On Tuesday, 17. August 2010 17:50:48 Thomas Lumley wrote:
> After fixing the parentheses in your code so it does run, it seems that the
> difference is that wilcox.test defaults to using a continuity correction
> and your manual calculation does not.   Use wilcox.test(big1, big2,
> correct=FALSE).
> 
>     -thomas
> 
> On Tue, 17 Aug 2010, Cedric Laczny wrote:
> > Hi,
> > 
> > I became a little bit confused when working with the Wilcoxon test in R.
> > As far as I understood, there are mainly two versions:
> > 1) wilcox.test{stats}, which is the default and an approximation,
> > especially, when ties are involved
> > 2) wilcox_test{coin}, which does calculate the distribution _exactly_
> > even, with ties.
> > 
> > I have the following scenario:
> > 
> > #---BeginCode---
> > # big example
> > size = 60
> > big1 = rnorm(size, 0, 1)
> > big2 = rnorm(size, 0.5, 1
> > 
> > g1f = rep(1, size)
> > g2f = rep(2, size)
> > big = c(big1, big2)
> > data_frame = data.frame(big, gr=as.factor(c(g1f, g2f)))
> > 
> > wilcox_approx = wilcox.test(big1, big2)
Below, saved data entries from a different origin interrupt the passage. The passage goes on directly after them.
PR #233, opened 2020-04-22
validate matching interval_label and variable for events

### LINKED ISSUE #232: Vaidate that event interval_label and variable match
For Forecast and Observation Schema.

lboeman:
closes #232 
Adds a validation function for calling in a `@validates_schema` method to check for the value 'event' in variable or interval label. Throws a validation error if one is found and the values aren't equal.

### DIFF
--- a/sfa_api/schema.py
+++ b/sfa_api/schema.py
@@ -503,7 +503,7 @@ class ForecastPostSchema(ma.Schema):
     extra_parameters = EXTRA_PARAMETERS_FIELD
 
     @validates_schema
-    def validate_id(self, data, **kwargs):
+    def validate_forecast(self, data, **kwargs):
         if (
                 data.get('site_id') is not None and
                 data.get('aggregate_id') is not None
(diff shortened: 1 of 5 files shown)


sfa_api/schema.py
```diff
@@ -513,6 +517,7 @@ def validate_id(self, data, **kwargs):
         ):
             raise ValidationError(
                 "One of site_id or aggregate_id must be provided")
+        validate_if_event(self, data, **kwargs)
```
alorenzo175, line 520: maybe change ``validate_id`` to ``validate_forecast``

sfa_api/tests/test_forecast.py
```diff
@@ -418,3 +418,21 @@ def test_get_forecast_timerange_404_obsid(api, observation_id):
...
+EVENT_VARIABLE = copy_update(VALID_FORECAST_JSON, 'variable', 'event')
+
+
+@pytest.mark.parametrize('payload,message', [
+    (EVENT_VARIABLE, (f'{{"events":["Both interval_label and variable must be '
+                      'set to \'event\'."]}')),
+    (EVENT_LABEL, (f'{{"events":["Both interval_label and variable must be '
+                   'set to \'event\'."]}')),
+])
+def test_observation_post_bad_event(api, payload, message):
```
alorenzo175, line 433:
```suggestion
def test_forecast_post_bad_event(api, payload, message):
```

PR #238, opened 2020-05-04
Convert temperature coefficient to %/C

alorenzo175:


sfa_api/tests/test_admincli.py
```diff
@@ -283,8 +283,8 @@ def test_set_org_accepted_tou_bad_orgid(
     result = app_cli_runner.invoke(
         admincli.set_org_accepted_tou,
         ['baduuid'] + auth_args)
-    assert ("Error: Invalid value for 'ORGANIZATION_ID': baduuid "
-            "is not a valid UUID value") in result.output
+    assert ('Error: Invalid value for "ORGANIZATION_ID": baduuid '
+            'is not a valid UUID value') in result.output
```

> > wilcox_exact = wilcox_test(big ~ gr, data=data_frame,
> > distribution="exact") #---EndCode---
> > 
> > I found here
> > http://www-stat.stanford.edu/~susan/courses/s141/hononpara.pdf that
> > wilcox.test (at least for the signed rank test) relies on exact
> > (p-)values until N = n1 + n2 = 50.
> > I can reproduce this, when using e.g. size = 15. The p-values then are
> > the same, as I would expect it, having read the info from the link.
> > 
> > #---BeginCode---
> > print(paste("Wilcox approx p-value:", wilcox_approx$p.value), quote=F)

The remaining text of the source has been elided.